Here’s How UMKC is Embracing Artificial Intelligence

Using AI in teaching and research is just the beginning

Kansas City’s research university is known for being innovative and future-forward. As artificial intelligence engrains itself into our everyday lives, many faculty have been on the leading edge of using this technology in the classroom and in their respective fields. Here’s what professors campuswide are doing to keep up with AI.

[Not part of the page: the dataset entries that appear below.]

Issue #513, opened 2024-05-22
Add option to link statically with hwloc (on windows)


igchor:
## Rationale

UMF is currently being used by UR and Intel/llvm. Those projects use the `/DEPENDENTLOADFLAG:0x800` linker flag on Windows when building .dlls, which results in the loader only looking for .dll dependencies in System32. Since we currently do not have an installer for UMF, we cannot make UR depend on umf.dll or libwloc.dll. Instead, we need to link with UMF and hwloc statically.

## Description

Add CMake option to link with hwloc statically. This may be supported only on Windows.

## API Changes

None.

## Implementation details

I'm not exactly sure how static linking works on windows, we might need to do something like this: https://stackoverflow.com/questions/2157629/linking-static-libraries-to-other-static-libraries or in addition to changes in UMF, also link to hwloc when building the application (UR adapter / llvm plugin).

## Meta

Related PRs:
- https://github.com/oneapi-src/unified-runtime/pull/1430
- https://github.com/intel/llvm/pull/13343

igchor:
Once this is implemented and a new flag for static linking is added, we will need to:
- update https://github.com/intel/llvm/pull/13343 and set this newly added flag on windows
- (optional) update https://github.com/oneapi-src/unified-runtime/pull/1430 and add a CI job for windows to test the static linking

lukaszstolarczuk:
@igchor, does https://github.com/oneapi-src/unified-memory-framework/pull/534 fix this issue?

igchor:
> @igchor, does #534 fix this issue?

Yes, the build on https://github.com/intel/llvm/pull/13343 passes with this change

KFilipek:
> > @igchor, does #534 fix this issue?
> 
> Yes, the build on [intel/llvm#13343](https://github.com/intel/llvm/pull/13343) passes with this change

PR #534 was merged so you can rebase your changes.

lukaszstolarczuk:
closing then, thx!

PR #534, opened 2024-06-06
Add static linking option

KFilipek:
### Checklist

- [x] All tests pass locally

### DIFF
--- a/.github/workflows/basic.yml
+++ b/.github/workflows/basic.yml
@@ -228,6 +228,76 @@ jobs:
         --umf-version ${{env.UMF_VERSION}}
         ${{ matrix.shared_library == 'ON' && '--shared-library' || ''}}
 
+  windows-dynamic_build_hwloc:
+    name: "Windows dynamic UMF + static hwloc"
+    env:
+      BUILD_DIR : "${{github.workspace}}/build/${{matrix.build_type}}"
+    strategy:
+      matrix:
+        build_type: [Release]
+
+    runs-on: 'windows-2022'
+
+    steps:
+    - name: Checkout
+      uses: actions/checkout@b4ffde65f46336ab88eb53be808477a3936bae11 # v4.1.1
+
+    - name: Configure build
+      run: >
+        cmake
+        -B ${{env.BUILD_DIR}}
+        -DUMF_BUILD_SHARED_LIBRARY=ON
+        -DUMF_BUILD_EXAMPLES=OFF
+        -DUMF_FORMAT_CODE_STYLE=OFF
+        -DUMF_DEVELOPER_MODE=ON
+        -DUMF_BUILD_LIBUMF_POOL_DISJOINT=ON
+        -DUMF_BUILD_LIBUMF_POOL_JEMALLOC=OFF
+        -DUMF_BUILD_LEVEL_ZERO_PROVIDER=ON
+        -DUMF_TESTS_FAIL_ON_SKIP=ON
+        -DUMF_LINK_HWLOC_STATICALLY=ON
+
+    - name: Build UMF
+      run: cmake --build ${{env.BUILD_DIR}} --config ${{matrix.build_type}} -j $Env:NUMBER_OF_PROCESSORS
+
+    - name: Run tests
+      working-directory: ${{env.BUILD_DIR}}
+      run: ctest -C ${{matrix.build_type}} --output-on-failure --test-dir test
+
+  windows-static_build_hwloc:
+    name: "Windows static UMF + static hwloc"
+    env:
+      BUILD_DIR : "${{github.workspace}}/build/${{matrix.build_type}}"
+    strategy:
+      matrix:
+        build_type: [Release]
+
+    runs-on: 'windows-2022'
+
+    steps:
+    - name: Checkout
+      uses: actions/checkout@b4ffde65f46336ab88eb53be808477a3936bae11 # v4.1.1
+
+    - name: Configure build
+      run: >
+        cmake
+        -B ${{env.BUILD_DIR}}
+        -DUMF_BUILD_SHARED_LIBRARY=OFF
+        -DUMF_BUILD_EXAMPLES=OFF
+        -DUMF_FORMAT_CODE_STYLE=OFF
+        -DUMF_DEVELOPER_MODE=ON
+        -DUMF_BUILD_LIBUMF_POOL_DISJOINT=ON
+        -DUMF_BUILD_LIBUMF_POOL_JEMALLOC=OFF
+        -DUMF_BUILD_LEVEL_ZERO_PROVIDER=ON
+        -DUMF_TESTS_FAIL_ON_SKIP=ON
+        -DUMF_LINK_HWLOC_STATICALLY=ON
+
+    - name: Build UMF
+      run: cmake --build ${{env.BUILD_DIR}} --config ${{matrix.build_type}} -j $Env:NUMBER_OF_PROCESSORS
+
+    - name: Run tests
+      working-directory: ${{env.BUILD_DIR}}
+      run: ctest -C ${{matrix.build_type}} --output-on-failure --test-dir test
+
   macos-build:
     name: MacOS
     strategy:
--- a/CMakeLists.txt
+++ b/CMakeLists.txt
@@ -14,6 +14,11 @@ set(UMF_CMAKE_SOURCE_DIR ${CMAKE_CURRENT_SOURCE_DIR})
 list(APPEND CMAKE_MODULE_PATH "${UMF_CMAKE_SOURCE_DIR}/cmake")
 include(${UMF_CMAKE_SOURCE_DIR}/cmake/helpers.cmake)
 
+include(CTest)
+include(CMakePackageConfigHelpers)
+include(GNUInstallDirs)
+find_package(PkgConfig)
+
 # CMAKE_PROJECT_VERSION[_MAJOR|_MINOR|_PATCH] variables are set via 'project'
 # command. They cannot contain any "pre-release" part, though. We use custom
 # "UMF_SRC_VERSION" to store more accurate (source) version - this var should be
@@ -39,6 +44,8 @@ option(UMF_BUILD_EXAMPLES "Build UMF examples" ON)
 option(UMF_BUILD_FUZZTESTS "Build UMF fuzz tests" OFF)
 option(UMF_BUILD_GPU_EXAMPLES "Build UMF GPU examples" OFF)
 option(UMF_DEVELOPER_MODE "Enable additional developer checks" OFF)
+option(UMF_LINK_HWLOC_STATICALLY
+       "Link UMF with HWLOC library statically (Windows+Release only)" OFF)
 option(UMF_FORMAT_CODE_STYLE
        "Add clang, cmake, and black -format-check and -format-apply targets"
        OFF)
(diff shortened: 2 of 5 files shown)


cmake/FindLIBHWLOC.cmake
```diff
@@ -4,6 +4,33 @@
 
 message(STATUS "Checking for module 'libhwloc' using find_library()")
 
+# When user choose to 
+if (UMF_LINK_HWLOC_STATICALLY)
+    message("Add hwloc as a external project")
+    include(ExternalProject)
+
+    set(HWLOC_URL "https://github.com/open-mpi/hwloc/archive/refs/heads/master.zip")
+    ExternalProject_Add(hwloc
```
bratpiorka, line 13: why this way instead of doing this similar to level-zero? 
we could have something like:

```
if (UMF_LINK_HWLOC_STATICALLY) 
    include(FetchContent)
    set(HWLOC_REPO "....git")
    set(HWLOC_TAG ...)

    FetchContent_Declare(..)
    ...
else()
    pkg_check_modules(LIBHWLOC hwloc>=2.3.0)
    if(NOT LIBHWLOC_FOUND)
        find_package(LIBHWLOC 2.3.0 REQUIRED hwloc)
    endif()
    # add PATH to DLL on Windows
    set(DLL_PATH_LIST
        "${DLL_PATH_LIST};PATH=path_list_append:${LIBHWLOC_LIBRARY_DIRS}/../bin")
endif()
```

and IMO this code should be added to CMakeLists.txt, not FindLIBHWLOC.cmake

CMakeLists.txt
```diff
@@ -37,6 +42,7 @@ option(UMF_BUILD_BENCHMARKS "Build UMF benchmarks" OFF)
 option(UMF_BUILD_BENCHMARKS_MT "Build UMF multithreaded benchmarks" OFF)
 option(UMF_BUILD_EXAMPLES "Build UMF examples" ON)
 option(UMF_BUILD_GPU_EXAMPLES "Build UMF GPU examples" OFF)
+option(UMF_LINK_HWLOC_STATICALLY "Link UMF with HWLOC library statically" OFF)
```
bratpiorka, line 45: please add static linking to the windows build matrix in CI workflow

CMakeLists.txt
```diff
@@ -83,6 +89,41 @@ else()
...
+    # add PATH to DLL on Windows
+    set(DLL_PATH_LIST
+        "${DLL_PATH_LIST};PATH=path_list_append:${LIBHWLOC_LIBRARY_DIRS}/../bin"
+    )
+else()
+    include(FetchContent)
+    FetchContent_Declare(
+        hwloc_targ
+        GIT_REPOSITORY "https://github.com/open-mpi/hwloc.git"
+        GIT_TAG master
```
PatKamin, line 106: It's better to stick with a specific tag than the current master branch which changes.

CMakeLists.txt
```diff
@@ -83,6 +89,41 @@ else()
...
+        FIND_PACKAGE_ARGS)
+
+    FetchContent_GetProperties(hwloc_targ)
+    if(NOT hwloc_targ_POPULATED)
+        FetchContent_MakeAvailable(hwloc_targ)
+    endif()
+
+    set(hwloc_cmake ${hwloc_targ_SOURCE_DIR}/contrib/windows-cmake)
```
PatKamin, line 114: Is this directory available both on Linux and Windows?

CMakeLists.txt
```diff
@@ -83,6 +89,41 @@ else()
...
+
+    add_subdirectory(${hwloc_cmake} ${hwloc_targ_SOURCE_DIR})
+
+    set(LIBHWLOC_INCLUDE_DIRS ${hwloc_targ_SOURCE_DIR}/include)
+    set(LIBHWLOC_LIBRARY_DIRS ${hwloc_targ_SOURCE_DIR}/Debug)
```
PatKamin, line 119: Does `Debug` means that hwloc is built in a debug mode?

.github/workflows/pr_push.yml
```diff
@@ -28,6 +28,13 @@ jobs:
             # Tests' building is off for a pure C build
             build_tests: 'OFF'
             simple_cmake: 'OFF'
+          # Enable static linking of HWLOC
+          - os: windows-latest
```
lukaszstolarczuk, line 32: does this job need to be in the FastBuild workflow?

CMakeLists.txt
lukaszstolarczuk, line 45: pls add this new option to README

lukaszstolarczuk, line 45: you could describe somewhere (e.g. as a comment here?) why would someone want to link hwloc statically

src/CMakeLists.txt
```diff
@@ -131,6 +131,10 @@ else()
         LIBS ${UMF_LIBS})
 endif()
 
+if(UMF_LINK_HWLOC_STATICALLY)
+    add_dependencies(umf hwloc)
```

School of Science and Engineering

ZhiQiang Chen, Ph.D. is one of the founding chair members of a new American Society of Civil Engineers national committee looking at AI in the classroom. The committee is working to answer the global pressing needs of adopting generative AI into civil engineering classrooms.

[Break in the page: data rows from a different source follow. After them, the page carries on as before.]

PR #544, opened 2024-06-12
Minor fix in util_atomic_store_release

vinser52:
I am not sure why it was not detected during the compilation.

### Checklist

- [x] All tests pass locally


lukaszstolarczuk (approved):

bratpiorka:
it was not detected because the only place where this macro is used is:
```
static void store(void *dst, void *src) {
    util_atomic_store_release((word *)dst, (word)src);
}
```
so there is a "dst" in the scope. BTW - this is why I hate macros.

bratpiorka (approved):

Issue #543, opened 2024-06-12
Link error when building umf_test-init_teardown test


vinser52:
The issue happens when UMF is built as a shared library.

We already had a similar issue #517. It was fixed by PR #518. I think we need to extend our CI to catch such issues.

## Environment Information

- UMF version (hash commit or a tag): main branch
- OS(es) version(s): Ubuntu 20.04
- kernel version(s): 5.4.0-146-generic
- compiler, libraries, and other related tools version(s): gcc (Ubuntu 9.4.0-1ubuntu1~20.04.2) 9.4.0, GLIBC 2.31-0ubuntu9.15

## Please provide a reproduction of the bug:

```
cmake .. -DUMF_BUILD_SHARED_LIBRARY=ON
make
```

## How often bug is revealed:

always

## Actual behavior:

link error:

In Fall 2023, he developed the first civil engineering AI course offered at UMKC titled “Intro to AI for Natural and Built Environment Applications.”

School of Medicine

Sara Gardner, M.D., FAAP, FACP, is looking at how to incorporate appropriate use of AI in patient care and education.

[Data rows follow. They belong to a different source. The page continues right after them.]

PR #550, opened 2024-06-14
Print UMF version in umfInit() when env var UMF_VERSION=1

ldorau:
### Description

Print UMF version in `umfInit()` when env var `UMF_VERSION=1`

### Checklist
- [x] All tests pass locally

### DIFF
--- a/src/libumf.c
+++ b/src/libumf.c
@@ -45,3 +45,5 @@ void umfTearDown(void) {
         umf_ba_destroy_global();
     }
 }
+
+int umfGetCurrentVersion(void) { return UMF_VERSION_CURRENT; }
--- a/src/libumf.c
+++ b/src/libumf.c
@@ -9,10 +9,13 @@
 
 #include <stddef.h>
 
+#include "umf.h"
+
 #include "base_alloc_global.h"
 #include "memspace_internal.h"
 #include "provider_tracking.h"
 #include "topology.h"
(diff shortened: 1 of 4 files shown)


src/libumf.c
```diff
@@ -21,6 +24,11 @@ static unsigned long long umfRefCount = 0;
 
 int umfInit(void) {
     if (util_fetch_and_add64(&umfRefCount, 1) == 0) {
+        if (util_env_var_has_str("UMF_VERSION", "1")) {
+            int umf_ver = umfGetCurrentVersion();
+            printf("UMF_VERSION: %i.%i\n", UMF_MAJOR_VERSION(umf_ver),
```
bratpiorka, line 29: why we can't use our logging mechanism here? please do not use printf.

bratpiorka:
as I understand it, here we want to behave in the same way as OpenMP with their environment variable KMP_VERSION and TCM with TCM_VERSION etc. ?

src/libumf.c
ldorau: Done: https://github.com/oneapi-src/unified-memory-framework/pull/552

ldorau:
> as I understand it, here we want to behave in the same way as OpenMP with their environment variable KMP_VERSION and TCM with TCM_VERSION etc. ?

Yes, but I try to move it to OpenMP, so closing it for now ...

PR #551, opened 2024-06-16
load DLLs only from safe load list

bratpiorka:
Set /DEPENDENTLOADFLAG to 2000 (LOAD_LIBRARY_SAFE_CURRENT_DIRS) in Windows umf.dll builds (MSVC only). 
With this flag, loading a DLL for execution from the current directory is only allowed if it is under a directory in the Safe load list.

In addition, there is a new test written in Power Shell that uses dumpbin.exe to check that this flag is set correctly.

Detailed information about the flag can be found at: https://learn.microsoft.com/en-us/cpp/build/reference/dependentloadflag?view=msvc-170
and: https://learn.microsoft.com/en-us/windows/win32/api/libloaderapi/nf-libloaderapi-loadlibraryexa

- [x] requires #534

### DIFF
--- a/.github/scripts/check_dll_flags.ps1
+++ b/.github/scripts/check_dll_flags.ps1
@@ -1,0 +1,42 @@
+# Copyright (C) 2023-2024 Intel Corporation
+# Under the Apache License v2.0 with LLVM Exceptions. See LICENSE.TXT.
+# SPDX-License-Identifier: Apache-2.0 WITH LLVM-exception
+
+# Invoke-CmdScript runs a command script and updates the current environment 
+# with any flag changes set by the script.
+function Invoke-CmdScript {
+  param(
+    [String] $scriptName
+  )
+  $cmdLine = """$scriptName"" $args & set"
+  & $Env:SystemRoot\system32\cmd.exe /c $cmdLine |
+  select-string '^([^=]*)=(.*)$' | foreach-object {
+    $varName = $_.Matches[0].Groups[1].Value
+    $varValue = $_.Matches[0].Groups[2].Value
+    set-item Env:$varName $varValue
+  }
+}
+
+# Get the path to vcvarsall.bat
+$vsPath = & "${env:ProgramFiles(x86)}\Microsoft Visual Studio\Installer\vswhere.exe" `
+  -latest -products * -requires Microsoft.VisualStudio.Component.VC.Tools.x86.x64 `
+  -property installationPath
+$vsPath = "$vsPath\VC\Auxiliary\Build"
+$vcvarsall = "${vsPath}\vcvarsall.bat"
+echo "Visual Studio path: $vsPath"
+echo "vcvarsall.bat path: $vcvarsall"
+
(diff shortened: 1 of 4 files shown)


.github/scripts/check_dll_flags.ps1
```diff
@@ -0,0 +1,46 @@
...
+$vcvarsall = "${vsPath}\vcvarsall.bat"
+echo "Visual Studio path: $vsPath"
+echo "vcvarsall.bat path: $vcvarsall"
+
+# Call vcvarsall.bat so we can run MSVC commands
+echo "Setting up MSVC environment..."
+Invoke-CmdScript "$vcvarsall" x86
+
+echo "$args"
+echo "$($args[0] | Out-String)"
```
PatKamin, line 34: Don't we have to set and check this flag also for the umf_proxy.dll?

bratpiorka: done

cmake/helpers.cmake
```diff
@@ -136,11 +136,17 @@ function(add_umf_target_link_options name)
             endif()
         endif()
     elseif(MSVC)
+        message(STATUS "C_COMPILER_ID: ${C_COMPILER_ID}")
+        message(STATUS "CXX_COMPILER_ID: ${CXX_COMPILER_ID}")
+        message(STATUS "CMAKE_C_COMPILER_ID: ${CMAKE_C_COMPILER_ID}")
+        message(STATUS "CMAKE_CXX_COMPILER_ID: ${CMAKE_CXX_COMPILER_ID}")
```
PatKamin, line 142: nit: These messages potentially can be useful for other CMake generators. Could you move them to some common space, maybe in the main CMakeLists.txt?

PatKamin (approved):

.github/scripts/check_dll_flags.ps1
```diff
@@ -0,0 +1,42 @@
...
+echo "vcvarsall.bat path: $vcvarsall"
+
+# Call vcvarsall.bat so we can run MSVC commands
+echo "Setting up MSVC environment..."
+Invoke-CmdScript "$vcvarsall" x86
+
+# Get umf.dll configuration flags and check if DEPENDENTLOADFLAG is set to 0x2000
+$flags = & "${env:VCToolsInstallDir}\bin\Hostx64\x64\dumpbin.exe" /LOADCONFIG "$args"
+if (($flags | Where-Object { $_ -match '(\d+).*Dependent' } | ForEach-Object { $matches[1] } ) -eq "2000") { 
+  echo "The DEPENDENTLOADFLAG is correclty set to 0x2000."
```
lplewa, line 36: correctly

bratpiorka: done

cmake/helpers.cmake
bratpiorka: these were only debug prints - removed

lplewa (approved):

“Clinically, as our faculty and institutions have adapted and learned more, we understand the utility of AI to recognize small, incremental changes in our patients that could lead to better treatment strategies that ultimately improve patient outcomes,” Gardner said. “Our graduates will likely encounter this technology very early in their post-graduate training, so we are looking for opportunities for them to be exposed to, and learn to respond to, this data on clinical clerkships. Our students also need to understand and become adept at querying these databases, whether that is generating clinical documentation to a complex interpretation of test results specific to the personal characteristics of your patient, to better understand how to interpret these results for their individual patients.”

School of Nursing and Health Sciences

Jim Spence, DNP, MPA-HSA, RN, interim associate dean for academic affairs, has presented at nursing conferences on AI in nursing education.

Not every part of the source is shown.